> **Exercise data**
PR #297, opened 2018-11-04
Add grid_attrs argument to Model constructor

### LINKED ISSUE #182: Support user-specified internal names of grid attributes

spencerkclark:
Closes #182


spencerahill:
Thanks for speeding this through @spencerkclark!  I should have time on Friday to properly review this.

aospy/test/data/objects/examples.py
```diff
@@ -39,7 +41,8 @@ def total_precipitation(convection_rain, condensation_rain):
                       'im.landmask.nc')),
     ),
     runs=[example_run],
-    load_grid_data=True
+    load_grid_data=True,
+    grid_attrs={LAND_MASK_STR: 'custom_land_mask', LON_STR: 'custom_lon'}
```
spencerahill, line 45: Nice, I think this is a good idea to have modified the example data directly to ensure that this works and be able to show this functionality in the tutorial.

docs/examples.rst
```diff
@@ -158,16 +158,28 @@ The other important attribute is ``runs``, which is a list of the
 :py:class:`aospy.Run` objects that pertain to simulations performed in
 this particular model.
 
+Lastly, grid attibutes (like time, latitude, longitude, etc.), often have
+different names from model to model.  ``aospy`` can handle most typical grid
+attribute names automatically; however, if your model uses unusual grid
+attribute names you can add a ``grid_attrs`` dictionary to your
+:py:class:`~aospy.Model` object to define a mapping between ``aospy`` internal
+names and names for the grid attributes that can be found in your data files.
+As an example, here only the land mask and longitude variables have atypical
```
spencerahill: I think it would help to be even more explicit, e.g. something like "In our example data, the land mask and longitude variables both have non-standard names: 'custom_land_mask' and 'custom_lon', respectively....

spencerahill (commented):
With the caveat that I'm a little rusty at thinking carefully about the codebase, I actually think the implementation looks good as is.  A couple minor docs suggestions is all.

docs/examples.rst
spencerkclark: Good call.  I updated things in my latest push.

spencerahill:
Awesome --- this looks ready to go @spencerkclark .  Merge whenever you're ready, and thanks as always for the great work.

spencerkclark:
@spencerahill one more minor update for you to have a look at; I added a reference table to the documentation showing the current built-in alternative names (I think it's a bit tricky for new users to find those at the moment).  Let me know if that looks good and I'll go ahead and merge.

docs/examples.rst
```diff
@@ -158,18 +158,79 @@ The other important attribute is ``runs``, which is a list of the
...
+.. _built-in-alternative-names:
+
+Built in alternative names
+**************************
+
+For reference, here is a table showing the list of grid attributes used in
+``aospy`` along with their associated built-in alternative names.  We are
+always open to adding more alternative names to this list, as long as their
+association with particular grid attributes is sufficiently unambiguous.
+For potentially ambiguous alternative names, e.g. 'T' for ``TIME_STR``, we
```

> **Directions**
Search the data above for the word "your" and show every line that has it.

> **Expected answer**
+attribute names automatically; however, if your model uses unusual grid
+attribute names you can add a ``grid_attrs`` dictionary to your
+names and names for the grid attributes that can be found in your data files.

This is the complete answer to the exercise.